───── Data provided ─────

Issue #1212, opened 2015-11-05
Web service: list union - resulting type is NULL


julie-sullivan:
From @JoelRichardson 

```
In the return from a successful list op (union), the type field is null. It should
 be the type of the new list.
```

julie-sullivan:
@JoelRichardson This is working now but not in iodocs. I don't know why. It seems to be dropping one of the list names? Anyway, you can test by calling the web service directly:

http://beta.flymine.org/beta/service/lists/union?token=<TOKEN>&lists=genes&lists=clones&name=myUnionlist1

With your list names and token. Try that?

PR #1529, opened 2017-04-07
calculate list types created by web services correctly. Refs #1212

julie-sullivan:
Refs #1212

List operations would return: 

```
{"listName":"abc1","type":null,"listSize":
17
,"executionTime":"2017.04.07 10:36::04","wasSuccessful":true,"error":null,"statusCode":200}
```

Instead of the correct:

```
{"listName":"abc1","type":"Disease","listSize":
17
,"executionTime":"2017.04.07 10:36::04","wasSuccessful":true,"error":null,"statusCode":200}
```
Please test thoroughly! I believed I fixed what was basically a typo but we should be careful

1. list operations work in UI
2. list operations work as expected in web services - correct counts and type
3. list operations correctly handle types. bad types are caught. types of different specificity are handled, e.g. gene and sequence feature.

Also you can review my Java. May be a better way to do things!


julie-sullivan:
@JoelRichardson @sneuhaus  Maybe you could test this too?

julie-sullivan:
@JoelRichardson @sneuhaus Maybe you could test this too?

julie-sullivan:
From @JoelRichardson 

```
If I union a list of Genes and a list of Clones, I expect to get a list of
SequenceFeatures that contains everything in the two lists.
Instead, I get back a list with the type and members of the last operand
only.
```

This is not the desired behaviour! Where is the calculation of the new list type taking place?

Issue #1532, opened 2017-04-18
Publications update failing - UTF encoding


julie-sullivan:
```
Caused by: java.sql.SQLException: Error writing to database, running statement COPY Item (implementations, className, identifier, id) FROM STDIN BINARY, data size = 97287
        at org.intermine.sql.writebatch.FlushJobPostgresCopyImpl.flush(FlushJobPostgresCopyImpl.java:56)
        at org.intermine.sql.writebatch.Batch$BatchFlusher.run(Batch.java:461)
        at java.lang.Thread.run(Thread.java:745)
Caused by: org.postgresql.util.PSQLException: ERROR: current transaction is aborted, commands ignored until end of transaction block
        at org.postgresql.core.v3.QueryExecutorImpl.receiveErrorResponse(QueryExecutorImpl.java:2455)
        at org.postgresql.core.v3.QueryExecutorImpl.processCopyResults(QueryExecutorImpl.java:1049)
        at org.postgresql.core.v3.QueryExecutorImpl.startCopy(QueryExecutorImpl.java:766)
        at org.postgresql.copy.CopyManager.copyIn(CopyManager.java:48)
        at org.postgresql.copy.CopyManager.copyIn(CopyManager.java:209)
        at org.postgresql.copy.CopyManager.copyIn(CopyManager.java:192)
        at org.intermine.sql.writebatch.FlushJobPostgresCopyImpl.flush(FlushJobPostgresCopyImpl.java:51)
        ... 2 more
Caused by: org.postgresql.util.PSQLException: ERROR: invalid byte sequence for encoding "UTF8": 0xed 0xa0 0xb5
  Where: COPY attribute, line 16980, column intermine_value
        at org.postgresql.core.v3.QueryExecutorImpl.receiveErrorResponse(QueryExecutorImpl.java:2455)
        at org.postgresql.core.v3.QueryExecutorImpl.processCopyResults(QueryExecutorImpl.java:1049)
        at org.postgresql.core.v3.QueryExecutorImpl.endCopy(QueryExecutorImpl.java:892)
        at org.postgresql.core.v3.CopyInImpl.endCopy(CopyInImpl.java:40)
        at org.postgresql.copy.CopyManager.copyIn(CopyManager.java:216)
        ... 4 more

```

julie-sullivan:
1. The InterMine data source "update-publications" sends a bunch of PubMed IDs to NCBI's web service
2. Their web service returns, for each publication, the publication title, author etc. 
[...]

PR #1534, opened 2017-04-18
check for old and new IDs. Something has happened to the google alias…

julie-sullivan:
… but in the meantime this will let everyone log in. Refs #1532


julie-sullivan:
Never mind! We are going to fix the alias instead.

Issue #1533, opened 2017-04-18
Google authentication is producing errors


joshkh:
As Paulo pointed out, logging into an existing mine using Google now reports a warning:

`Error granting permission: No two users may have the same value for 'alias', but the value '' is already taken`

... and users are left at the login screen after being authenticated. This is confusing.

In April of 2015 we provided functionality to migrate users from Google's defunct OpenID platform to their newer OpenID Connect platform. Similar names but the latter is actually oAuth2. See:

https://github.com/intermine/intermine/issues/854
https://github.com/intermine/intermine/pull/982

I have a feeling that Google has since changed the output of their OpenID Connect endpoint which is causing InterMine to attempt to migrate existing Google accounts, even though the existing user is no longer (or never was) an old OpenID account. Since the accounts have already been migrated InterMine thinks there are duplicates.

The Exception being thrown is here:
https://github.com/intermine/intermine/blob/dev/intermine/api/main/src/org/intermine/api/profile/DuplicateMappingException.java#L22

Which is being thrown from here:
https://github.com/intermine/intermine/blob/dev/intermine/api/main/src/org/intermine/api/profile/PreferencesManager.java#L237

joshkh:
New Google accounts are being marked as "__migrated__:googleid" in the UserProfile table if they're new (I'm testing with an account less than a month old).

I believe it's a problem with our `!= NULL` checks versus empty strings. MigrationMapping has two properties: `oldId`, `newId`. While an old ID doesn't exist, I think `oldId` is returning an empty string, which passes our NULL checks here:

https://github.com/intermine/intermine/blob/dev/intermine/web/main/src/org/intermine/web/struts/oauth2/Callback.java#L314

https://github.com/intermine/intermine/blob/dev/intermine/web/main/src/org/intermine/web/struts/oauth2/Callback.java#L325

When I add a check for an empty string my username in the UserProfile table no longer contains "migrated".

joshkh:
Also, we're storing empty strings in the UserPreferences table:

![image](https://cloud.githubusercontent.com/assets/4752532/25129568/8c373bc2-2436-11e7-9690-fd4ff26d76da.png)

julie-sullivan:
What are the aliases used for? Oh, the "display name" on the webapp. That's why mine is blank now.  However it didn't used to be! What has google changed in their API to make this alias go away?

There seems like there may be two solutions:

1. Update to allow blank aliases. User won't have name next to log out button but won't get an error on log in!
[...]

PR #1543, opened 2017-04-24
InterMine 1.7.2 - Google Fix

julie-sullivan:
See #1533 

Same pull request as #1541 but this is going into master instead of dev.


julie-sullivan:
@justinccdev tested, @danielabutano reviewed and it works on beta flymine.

─────

- Task statement
Could you find every line in the records above that contains the word "PSQLException" and copy it?

- Output for this exercise
Caused by: org.postgresql.util.PSQLException: ERROR: current transaction is aborted, commands ignored until end of transaction block
Caused by: org.postgresql.util.PSQLException: ERROR: invalid byte sequence for encoding "UTF8": 0xed 0xa0 0xb5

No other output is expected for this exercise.